Proper way to have PHPExcel set only for 'reading'

Topics: Developer Forum
Feb 6, 2011 at 4:22 AM

I have been going through a number of these forum entries / discussions, and I'm still a bit confused.  I ran a few benchmarks myself to get an idea of the software.

What I am trying to do is mass import (100-100,000) rows or XLS (limit of course of 56k) or XLSX. I would need to read the first row (column names) in order to analyse the data columns needed.
Following that, I would take only the columns that I need (this data import might have other columns that are not needed.. this is for the purpose of say purchase order information).

The required columns would then be imported into my database (via iteration of some sort), currently I have tried the following code:

$inputFileName = "/var/www/default/uploads/".$file;

/**  Identify the type of $inputFileName  **/
$inputFileType = PHPExcel_IOFactory::identify($inputFileName);

/**  Create a new Reader of the type defined in $inputFileType  **/ 
$reader = PHPExcel_IOFactory::createReader($inputFileType); 

/**  Define how many rows we want to read for each "chunk"  **/ 
$chunkSize =2048; 
/**  Create a new Instance of our Read Filter  **/ 
$chunkFilter = new chunkReadFilter(); 

/**  Tell the Reader that we want to use the Read Filter  **/ 
$reader->setReadFilter($chunkFilter); 
$reader->setReadDataOnly(True);

echo "<pre>";

/**  Loop to read our worksheet in "chunk size" blocks  **/ 
for ($startRow = 2; $startRow <= 65536; $startRow += $chunkSize) { 
	/**  Tell the Read Filter which rows we want this iteration  **/ 
	$chunkFilter->setRows($startRow,$chunkSize); 
	/**  Load only the rows that match our filter  **/ 
	$objPHPExcel = $reader->load($inputFileName); 

	//    Do some processing here 
	print_r( $objPHPExcel->getActiveSheet()->toArray() );

	if(count( $objPHPExcel->getActiveSheet()->toArray() ) < $chunkSize){
		$startRow = 65536;
	}
	
	//    Free up some of the memory 
	$objPHPExcel->disconnectWorksheets(); 
	unset($objPHPExcel); 				
} 			

echo "</pre>";				

My processing would most likely involve me creating a SQL insert query and inserting every 100 records or so, etc;.

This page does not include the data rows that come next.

Issue #71, opened 2018-06-06
Add a history tab


carlosms:
The frontend will store (locally in the browser) a history of the queries.

More details about the design and functionality in the Visual Design & Pattern Library.
- query string
- elapsed time
- status (success/failure)
- failure reason
- start time
- We might want to store the tab title (editable)

Issue #78, opened 2018-06-06
Inform the user of the elapsed time


carlosms:
The frontend should count the time needed for each query, and reflect that in a success message

smacker:
Looks like we can't get time from gitbase (at least I don't see how).
But we can measure time on server or on frontend. What would you prefer?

I am finding that no matter what I have done chunk size, large files usually time out (300+ sec) or run out of memory even tho I unset the $objPHPExcel object.
As you proably can figure out by my copy & paste code, I am very new to PHPExcel. 

Coordinator
Feb 6, 2011 at 10:49 AM
Edited Feb 6, 2011 at 10:55 AM

Assuming you're using the chunkReadFilter() that I posted here a few weeks ago, you're still reading every worksheet, and the chunkReadFilter() will read the same chunk from each worksheet in the workbook. Set your chunk reader to read only from one worksheet at a time, or use $objReader->setLoadSheetsOnly($sheetname) to force the reader only to work with a single, names worksheet at a time;

I've added a listWorksheetNames() method to the Readers for the next release that would allow you to get a list of all the sheet names without reading in the rest of the file. You could call that before your main loop, and then chunk through each of those worksheets in turn.

Be careful using $reader->setReadDataOnly(True) as you may have problems identifying dates in the worksheet when you want to actually process the cell data... you won't be able to differentiate between a date and a number.

 

$objPHPExcel->getActiveSheet()->toArray() is a slow and memory-expensive test to identify the data that has been loaded. Again, with the latest SVN code, I've reduced the memory overhead of toArray(), and made it faster, and I've added an additional rangeToArray() method that allows you to specify a range of the worksheet to return as an array, e.g. 'A'.$startRow.':Z'.($startRow+$chunkSize)

 

Chunking is a lot slower than reading the entire workbook just once, because it has to parse the file every iteration of the loop. It's basically a "trade off" between speed and memory usage. It isn't designed for "online" work, but for background processing where you can increase the timeout value. 300 seconds is likely to be the Web Server timeout.